Primeiro procurei conversar com os vários membros que participavam desse cuidado, equipe multidisciplinar, equipe de enfermagem, cuidadores, gestores do espaço para entender o que cada um pensava, quais eram seus pontos de vista e dificuldades em relação ao problema.
Esse primeiro passo explorativo é fundamental, porque essas são as pessoas que mais conhecem a realidade e cada um pode trazer um ponto de vista diferenciado.

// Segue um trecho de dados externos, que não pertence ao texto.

PR #360, opened 2021-01-26
Build: look in parent directories for tlconfig.lua

euclidianAce:
Attempting to use the official cli for a project, forgot I hadn't ported this feature :laughing:

### DIFF
--- a/tl
+++ b/tl
@@ -43,6 +43,35 @@ local function find_in_sequence(seq, value)
    return false
 end
 
+local function str_split(str, delimiter)
+   local idx = 0
+   return function()
+      if not idx then return end
+      idx = idx + 1
+      local prev_idx = idx
+      local s_idx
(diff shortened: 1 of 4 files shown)


tl
```diff
@@ -273,6 +245,69 @@ if not cmd then
...
+      -- Merge tlconfig with the default config
+      if user_config then
+         for k, v in pairs(user_config) do
+            config[k] = v
+         end
+      end
+   end
+
+   if not config.build_file then
+      if lfs.attributes("./build.tl", "mode") == "file" then
```
hishamhm, line 287: the lfs.chdir below is happening after this check, right? It seems like this check/adjustment of the `build_file` value should be moved below it (or the lfs.chdir should be moved in here).

euclidianAce: Yep, good catch

PR #362, opened 2021-01-28
Lazy rebuilds

euclidianAce:
Implements lazy rebuilds for `tl build`
 - Adds the `-u --update-all` flag for `build` to force a complete recompilation
 - Heavily refactors `tl` to (hopefully) make it more organized
 - `tl.parse_program` now returns (as a 3rd ret val) a list of all nodes that are calls to `require` with literal string arguments so that the dependency graph can be made by only parsing each file, rather than fully type checking each file to get the dependencies. I wasn't sure if this was the best way to do it, but it seemed like the path of least resistance. (cc @hishamhm any suggestions for this? imo its either this or having `parse_program` return something like a `Result`)

Internal notes:
 - I've gotten rid of the `project` object that I originally implemented for the build command as it would eagarly scan and build, which is the opposite of what we usually want. Plus it was getting a little bloated for my tastes. It has been replaced by some more filesystem utilities. The include and exclude pattern matching facilities are now more object oriented with a type looking something like this:
```
record Matcher
   {string}
   add_pattern: function(Matcher, string)
   match: function(Matcher, string): boolean
end
```
- To replace the `traverse` function that would build up a tree of the project, there is a new `scan_dir(string, Matcher, Matcher): function(): string` iterator function, which takes a dirname, scans it and only yields the matching file names.
This is used to build up a directed acyclic dependency graph (DAG), that is used to mark files for updating, then they are simply iterated over and compiled.

 - Sadly since the build script relied decently on the `project` structure, I've had to reimplement it and take away a small amount of its functionality, but I think it mostly still functions as intended. (cc @lenscas feel free to let me know if I've ruined your workflow!) So the build script will now only run if there are files to be compiled.

 - And finally, I've attempted to add some more convenient type checking functions for checking the config and build files. The function mostly on duck typing, but its better than nothing.


euclidianAce:
Oh! and I exposed `require_module`and made it a tad more `nil`-safe since I was caching the results from `parse_program`, so I needed a way to preload modules into an environment, but I didn't want to use any of the `process` functions since I already had the ASTs generated.

euclidianAce:
One thing that I should mention is that this puts the official cli at feature parity with [my cli](https://github.com/euclidianAce/teal-cli) with the exception of fun ANSI colors and progress bars

lenscas:
> Sadly since the build script relied decently on the project structure, I've had to reimplement it and take away a small amount of its functionality, but I think it mostly still functions as intended. (cc @lenscas feel free to let me know if I've ruined your workflow!) So the build script will now only run if there are files to be compiled.

I did not yet look at the changes, but it only running if files changed is a good thing. The less often it has to run the better.

euclidianAce:
Actually after a second look, I forgot to actually implement that, adding that now!

tl.tl
```diff
@@ -1837,6 +1853,9 @@ do
       i, lhs = P(ps, i)
       i, lhs = E(ps, i, lhs, 0)
       if lhs then
+         if node_is_require_call(lhs) then
```
hishamhm, line 1856: this test can be moved inside the handler of @funcall, so that it doesn't hit for every expression

tl.tl
```diff
@@ -1837,6 +1853,9 @@ do
...
+            table.insert(ps.require_calls, lhs)
```
hishamhm, line 1857: instead of extending Node, `require_calls` could be a `{string}` and just store the contents of the literal (`lhs.e2[1].tk`)

tl.tl
```diff
@@ -4022,11 +4041,20 @@ local function fill_field_order(t: Type)
...
 
-local function require_module(module_name: string, lax: boolean, env: Env, result: Result): Type, boolean
+function tl.require_module(module_name: string, lax: boolean, env: Env, result: Result): Type, boolean
+   env = env or tl.init_env(lax)
    local modules = env.modules
    local loaded = env.loaded
 
    if modules[module_name] then
+      if result and not result.dependencies[module_name] then
+         -- TODO: should we store a map of module names to file names in Env to get rid of this redundant search?
```
hishamhm, line 4051: yes, I think so. We already have `loaded`, which is a map from filenames to Results, and `modules` which is a map from module names to types. A map of module names to file names would be essentially a join table between these two. 

However....

Don't we already have `filename` in the Type? I don't think all generated Type objects currently have that set, but we could ensure that everything returned by `require()` does. In that case, you could have your mapping from module name to filename by doing `env.modules[module_name].filename`.

hishamhm (commented):
I only reviewed `tl.tl` since these are the compiler changes needed for the feature (as the build features themselves could end up elsewhere, as per the discussion going on [here](https://github.com/teal-language/tl/pull/358#issuecomment-769388255)) — overall, the changes look fine to me, happy to add whatever improvements are needed to the compiler to make the build functionalities work!

euclidianAce:
I want to say this pr is done, or at least implements what I had planned, I think the next big thing is to figure out the scope of it and where it's going to live. One thing I'd definitely like for the language server is just to be able to expose the `get_config()` function so the server can be aware of the entire project and its configuration.

hishamhm (commented):
> I want to say this pr is done, or at least implements what I had planned, I think the next big thing is to figure out the scope of it and where it's going to live. 

Looks good, but it's really looking more like a build system now, I think it really makes sense to split it from the low-level compiler frontend.

> One thing I'd definitely like for the language server is just to be able to expose the get_config() function so the server can be aware of the entire project and its configuration.

...which would allow it to be written in Teal and expose any necessary submodules and APIs, like your tl-cli project. I should have gone to sleep hours ago, but let's sort this out as discussed in https://github.com/teal-language/tl/pull/358 and https://github.com/teal-language/tl/discussions/371.

tl.tl
```diff
@@ -4022,18 +4046,22 @@ local function fill_field_order(t: Type)
...
+         result.dependencies[module_name] = env.modules[module_name].filename
+      end
       return modules[module_name], true
    end
    modules[module_name] = UNKNOWN
 
    local found, fd = tl.search_module(module_name, true)
    if found and (lax or found:match("tl$") as boolean) then
-      fd:close()
+      (fd as FILE):close()
```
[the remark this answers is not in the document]
euclidianAce: ah, yeah, I was running into an issue that I think is either the same as #365 or related to it, getting the `argument 0: FILE is not a FILE` error when loading `tl.tl` as a module while working on the language server

euclidianAce:
Boy a lot of stuff got added when I wasn't looking :laughing:. Attempted to rebase this over the current master and everything seems to be in working order. A commit or two might be out of place though

hishamhm:
I'm pushing a new release today, so I'm cherry-picking the `tl.tl` changes from this PR to get them merged!

tl.tl
```diff
@@ -4897,11 +4935,12 @@ tl.type_check = function(ast: Node, opts: TypeCheckOptions): {Error}, {Error}, T
...
-      syntax_errors = {},
-      type_errors = {},
-      unknowns = {},
-      warnings = {},
+   local result = {
+      syntax_errors = opts.result and opts.result.syntax_errors or {},
+      type_errors = opts.result and opts.result.type_errors or {},
+      unknowns = opts.result and opts.result.unknowns or {},
+      warnings = opts.result and opts.result.warnings or {},
+      dependencies = opts.result and opts.result.dependencies or {},
```
hishamhm, line 4943: I have passed around these lists from `result` to `result` in order to combine errors from multiple files into a single list. If you want each file's `result` to have only its list of direct dependencies, I think each `result` needs a fresh `dependencies` table.

hishamhm:
> Oh! and I exposed require_moduleand made it a tad more nil-safe since I was caching the results from parse_program, so I needed a way to preload modules into an environment, but I didn't want to use any of the process functions since I already had the ASTs generated.

I'm okay with merging this as it doesn't affect the regular compiler flow, but... should we really make `env` and `result` optional? If the caller doesn't pass those variables (`env` especially), the version in this PR will `init_env` every time, nothing will be cached, and it _will_ trigger `tl.process`...

euclidianAce:
Closing this as the functionality is being put in a new tool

Depois disso, procurei entender a rotina de atividades do dia-a-dia e como eram realizados os cuidados bucais, quem eram os pacientes, suas limitações, quais eram os mais cooperativos e menos cooperativos. Com isso consegui entender a raiz do problema, e já adianto que não estava ligado apenas a falta de motivação ou capacitação do cuidador em cuidar.
As causas do problema:
Não existia um tempo hábil para uma boa higienização: percebi que o tempo destinado para realizar todo o cuidado higiênico do paciente era curto e geralmente a higiene bucal acabava preterida;
Faltava um aparato ou, se ele existia, suas condições eram inapropriadas para higiene bucal: as escovas não estavam adequadas, ou faltava o fio dental ou escova interdental. Sem um bom instrumento para realizar a higiene é provável que a higiene falhe;
Inexistência de um protocolo: cada cuidador realiza a higiene bucal da sua maneira sem um processo ou instrução para o guiar nessa rotina;
Faltava o preparo do cuidador: os cuidadores nunca haviam passado por treinamento que o capacitasse ao cuidado bucal;
Faltava o interesse do cuidador em oferecer um bom cuidado: alguns realmente não estavam interessados em melhorar, caso em que é necessário ter um olhar direcionado e uma boa conversa;
Dieta cariogênica x não cariogênica: a dieta baseada em alimentos como sucos açucarados, bolachas em excesso e outros que contribuíam com os problemas odontológicos. É preciso adequar a dieta para diminuir os riscos dos efeitos cariogênicos que o açúcar pode trazer;
Faltava supervisão profissional: a maioria dos pacientes não ia a um dentista há muitos meses ou até há muitos anos. Poucos realizavam um cuidado preventivo
Percebam como são muitos os pontos que contribuem com essa realidade e todos estão interligados. Existem falhas em todos os aspectos e que envolvem as diversas áreas desde a administração, enfermagem, cuidador e até mesmo os familiares que possuem a responsabilidade de prover os cuidados.
Nossos idosos merecem viver essa etapa da vida com saúde e bem estar, portanto esteja atento ao cuidado bucal para que esse não seja mais um problema na vida deles.
Nós, dentistas, temos a obrigação de participar desse cuidado!